Dataset items:

PR #4631, opened 2022-08-24
[CPL] Use MAKEINTRESOURCE instead of LoadString

TAN-Gaming:
## Purpose
- Follow-up of [0ed302e](https://github.com/reactos/reactos/commit/0ed302ef656ed39c932e084508ffa506b47c463b)

## Proposed changes
- Replace unnecessary `LoadString` calls with `MAKEINTRESOURCE`

### DIFF
--- a/dll/cpl/access/access.c
+++ b/dll/cpl/access/access.c
@@ -189,14 +189,11 @@ SystemApplet(HWND hwnd, UINT uMsg, LPARAM wParam, LPARAM lParam)
     PGLOBAL_DATA pGlobalData;
     PROPSHEETPAGE psp[5];
     PROPSHEETHEADER psh;
-    TCHAR Caption[1024];
     INT nPage = 0;
     INT ret;
 
     if (uMsg == CPL_STARTWPARMSW && lParam != 0)
         nPage = _wtoi((PWSTR)lParam);
-
-    LoadString(hApplet, IDS_CPLSYSTEMNAME, Caption, sizeof(Caption) / sizeof(TCHAR));
 
     pGlobalData = HeapAlloc(GetProcessHeap(), HEAP_ZERO_MEMORY, sizeof(GLOBAL_DATA));
     if (pGlobalData == NULL)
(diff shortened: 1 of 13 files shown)


SergeGautherie:
Some cases swap between `TCHAR` and `WCHAR`: are these changes intended?

--

While here, would `MAKEINTRESOURCE` apply to some other CPL cases, even to some other modules?
[https://git.reactos.org/?p=reactos.git&a=search&h=HEAD&st=grep&s=LoadString.%2Baption&sr=1]

TAN-Gaming:
@SergeGautherie 

> Some cases swap between TCHAR and WCHAR: are these changes intended?

There's a lot of mixed uses between `TCHAR` and `WCHAR` here (which is incorrect but it's unrelated to this change) so I'll keep `MAKEINTRESOURCE` of `pszCaption` the same as `pszIcon` for readability.

> While here, would MAKEINTRESOURCE apply to some other CPL cases, even to some other modules?

This change can be applied to `PROPSHEETPAGE` and `PROPSHEETHEADER` structure.
[https://docs.microsoft.com/en-us/windows/win32/controls/pss-propsheetpage](https://docs.microsoft.com/en-us/windows/win32/controls/pss-propsheetpage)
[https://docs.microsoft.com/en-us/windows/win32/controls/pss-propsheetheader](https://docs.microsoft.com/en-us/windows/win32/controls/pss-propsheetheader)

learn-more:
Did you verify that this works correctly?

HBelusca (approved):
ok if it works.

TAN-Gaming:
@learn-more It works and it's valid (according to the documentation)

HBelusca:
> @learn-more Tested, it works and it's valid (according to the documentation).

= TASK =
Give back every entry, word for word.

= RESPONSE =
PR #4631, opened 2022-08-24
[CPL] Use MAKEINTRESOURCE instead of LoadString

TAN-Gaming:
## Purpose
- Follow-up of [0ed302e](https://github.com/reactos/reactos/commit/0ed302ef656ed39c932e084508ffa506b47c463b)

## Proposed changes
- Replace unnecessary `LoadString` calls with `MAKEINTRESOURCE`

### DIFF
--- a/dll/cpl/access/access.c
+++ b/dll/cpl/access/access.c
@@ -189,14 +189,11 @@ SystemApplet(HWND hwnd, UINT uMsg, LPARAM wParam, LPARAM lParam)
     PGLOBAL_DATA pGlobalData;
     PROPSHEETPAGE psp[5];
     PROPSHEETHEADER psh;
-    TCHAR Caption[1024];
     INT nPage = 0;
     INT ret;
 
     if (uMsg == CPL_STARTWPARMSW && lParam != 0)
         nPage = _wtoi((PWSTR)lParam);
-
-    LoadString(hApplet, IDS_CPLSYSTEMNAME, Caption, sizeof(Caption) / sizeof(TCHAR));
 
     pGlobalData = HeapAlloc(GetProcessHeap(), HEAP_ZERO_MEMORY, sizeof(GLOBAL_DATA));
     if (pGlobalData == NULL)
(diff shortened: 1 of 13 files shown)


SergeGautherie:
Some cases swap between `TCHAR` and `WCHAR`: are these changes intended?

--

While here, would `MAKEINTRESOURCE` apply to some other CPL cases, even to some other modules?
[https://git.reactos.org/?p=reactos.git&a=search&h=HEAD&st=grep&s=LoadString.%2Baption&sr=1]

TAN-Gaming:
@SergeGautherie 

> Some cases swap between TCHAR and WCHAR: are these changes intended?

There's a lot of mixed uses between `TCHAR` and `WCHAR` here (which is incorrect but it's unrelated to this change) so I'll keep `MAKEINTRESOURCE` of `pszCaption` the same as `pszIcon` for readability.

> While here, would MAKEINTRESOURCE apply to some other CPL cases, even to some other modules?

This change can be applied to `PROPSHEETPAGE` and `PROPSHEETHEADER` structure.
[https://docs.microsoft.com/en-us/windows/win32/controls/pss-propsheetpage](https://docs.microsoft.com/en-us/windows/win32/controls/pss-propsheetpage)
[https://docs.microsoft.com/en-us/windows/win32/controls/pss-propsheetheader](https://docs.microsoft.com/en-us/windows/win32/controls/pss-propsheetheader)

learn-more:
Did you verify that this works correctly?

HBelusca (approved):
ok if it works.

TAN-Gaming:
@learn-more It works and it's valid (according to the documentation)

HBelusca:
> @learn-more Tested, it works and it's valid (according to the documentation).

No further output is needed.